Effect of Al2O3 nano-particle on the performance and emission characteristics of millettia ferruginea (Berbera) biodiesel blend fuel on single cylinder compression ignition engine

This study investigate the performance and emission properties of biodiesel blends made from Millettia ferruginea with and without Al2O3 Nano-particles on a single-cylinder compression ignition engine. A study further demonstrated the physiochemical properties of the blended biodiesel like density, kinematic viscosity, pour point, cloud point, flash point, and fire point. The combustion performance of the B10, B20, and B30 blending ratios were investigated both with and without Al2O3 Nano-particles. Therefore, as compared to pure diesel, biodiesel blends, B10, B20, and B30 generally have lower brake power, with B30 having the largest decrease in brake power.

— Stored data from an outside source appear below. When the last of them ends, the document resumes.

PR #2692, opened 2021-06-25
Fpp Connect Button Added to Controllers Page

bcarriveau:
Button to open fpp connect on the controllers tab , one button height spaced below the Discover button.

My original thought was to put it after upload output but it isn't really controller specific like the rest of the functions there are, but goes well with the flow of Upload inputs, Uploads outputs, fpp connect.

### DIFF
--- a/README.txt
+++ b/README.txt
@@ -11,6 +11,7 @@ Issue Tracker is found here: www.github.com/smeighan/xLights/issues
 
 XLIGHTS/NUTCRACKER RELEASE NOTES
 ---------------------------------
+   -- enh (bill) Add FPP Connect button to Controllers page
    -- enh (bill) Added/change a few tool tips to help new users 
    -- enh (scott) Added the Ability to Import Views from RGBEffects File and Sequence Files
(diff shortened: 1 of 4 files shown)


bcarriveau:
FPP

keithsw1111:
I am not a huge fan of this change ... not because it is fundamentally a bad idea ... but where does it end ... do you add bulk controller upload and hinkspix export as well? What rules do we have for when we do and do not add buttons here. Right now it is controller related ... which is a rule I think we have followed so far. This makes the rule much greyer. Maybe now it is all hardware related items?

I know FPP is a bit of an exception although I think FPP connect really needs to change name at some point as some of what it does now is not really just about FPP but about pushing sequence data to controllers (some (to be fair most) of which are FPP).

computergeek1507:
I agree with Keith, this is a slippery slope of what is "important" enough to get a button on controller page.

derwin12:
Why is it called FPP Connect when the panel is coded as FPP Upload :-)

However, the addition of 100-ppm Al2O3 Nano-particles raises the brake thermal efficiency to 35.2% and increases brake power by 17.9%. The addition of Al2O3 Nano-particles lowers the brake specific fuel consumption for the B30 blend from 18.9% to 4.1%. Exhaust gas temperatures (EGT) increased in tandem with an increase in the proportion of biodiesel. Nevertheless, the addition of 100 ppm of Al2O3 nanoparticles caused a 16.6% drop in B20's EGT. Based on the findings of the emissions test, CO2 emissions increase by 8.21% when using a B30 blend biodiesel without nanoparticles because of complete combustion, and by 11.9% and 16.3% when 50 ppm and 100 ppm of Al2O3 are added, respectively. Due to the complete combustion that was initiated by Nano-Particle Al2O3 100 ppm, CO and HC decreased by 28.35%. The NOx emissions increased as the amount of biodiesel blend without nanoparticles was increased. When 100 ppm of Al2O3 nanoparticles were added to the B30 biodiesel blend, however, NOx decreased by 6.4%. In general, the addition of Al2O3 Nano-particles to the biodiesel blend enhanced emission characteristics and combustion efficiency of the biodiesel significantly.